Segundo, a falta de uniformidade no registro do apoio público concedido a famílias e empresas poderia complicar a avaliação de seu impacto nas finanças públicas. Não é tão simples decidir qual a melhor forma de refletir algumas dessas medidas nos dados estatísticos. Por exemplo, quando um governo concede apoio financeiro a empresas afetadas pela COVID-19, ele está fazendo um investimento financeiro ou concedendo subsídios sem esperar um retorno? Dependendo da resposta, as autoridades terão uma visão diferente do déficit fiscal e da dívida pública.

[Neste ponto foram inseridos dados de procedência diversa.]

PR #4115, opened 2021-06-04
GoMod: Support all hosts known to VcsHost

sschuberth:
Previously, VcsHost was only used for "github.com". Make use of the host
detection in VcsHost instead to support more hosts.

This way the fallback to proxy artifacts, for which we have only limited
support according to the code comments, might be triggered less often.

### DIFF
--- a/analyzer/src/main/kotlin/managers/GoMod.kt
+++ b/analyzer/src/main/kotlin/managers/GoMod.kt
@@ -36,6 +36,7 @@ import org.ossreviewtoolkit.model.ProjectAnalyzerResult
 import org.ossreviewtoolkit.model.RemoteArtifact
 import org.ossreviewtoolkit.model.Scope
 import org.ossreviewtoolkit.model.VcsInfo
+import org.ossreviewtoolkit.model.VcsType
 import org.ossreviewtoolkit.model.config.AnalyzerConfiguration
 import org.ossreviewtoolkit.model.config.RepositoryConfiguration
 import org.ossreviewtoolkit.utils.CommandLineTool
@@ -186,7 +187,7 @@ class GoMod(
     }
 
     private fun createPackage(id: Identifier): Package {
-        val vcsInfo = id.toVcsInfo()
+        val vcsInfo = id.toVcsInfo().takeUnless { it.type == VcsType.UNKNOWN } ?: VcsInfo.EMPTY
 
         return Package(
             id = Identifier(managerName, "", id.name, id.version),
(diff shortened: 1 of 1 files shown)


sschuberth:
The `PipFunTest` failure is getting fixed separately by https://github.com/oss-review-toolkit/ort/pull/4118.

Terceiro, para tomar decisões mais bem informadas, as autoridades precisam fazer uma leitura da economia em tempo real. Muitas estatísticas oficiais tradicionais –mesmo as que são publicadas a cada mês – já não estão suficientemente atualizadas, o que reduz sua utilidade neste momento. São necessários outros dados de maior frequência para complementar as estatísticas oficiais. Embora sua importância já fosse reconhecida antes da pandemia , as perturbações nas estatísticas tradicionais causadas pela atual crise tornam imprescindível o uso desses indicadores alternativos.
Como superar a ausência de dados
Os países podem tirar proveito de orientações sobre como suprir essas lacunas de dados durante a pandemia. Nossas recentes notas de orientação contêm recomendações e melhores práticas para assegurar a continuidade de estatísticas básicas sobre preços, crescimento e comércio internacional.
As principais recomendações são:
- Dar prioridade aos elementos de dados que têm maior impacto nas estatísticas essenciais.
- Estimar ou imputar provisoriamente os valores dos elementos de dados faltantes recorrendo a outras fontes de dados, informações de mercado e critérios baseados no melhor juízo. Por exemplo, é possível substituir os preços faltantes por causa do fechamento do comércio por preços publicados na Internet ou por dados coletivos (recolhidos com a ajuda de comunidades de usuários da Internet) e os dados sobre viagens obtidos face a face (uma tarefa impossível de realizar no momento devido ao distanciamento social) pelos registros de imigração.
- Melhorar a transparência dos procedimentos estatísticos divulgando devidamente os métodos empregados para estimar os dados faltantes e imputados e notificar os usuários com antecedência sobre atrasos na publicação dos principais indicadores estatísticos.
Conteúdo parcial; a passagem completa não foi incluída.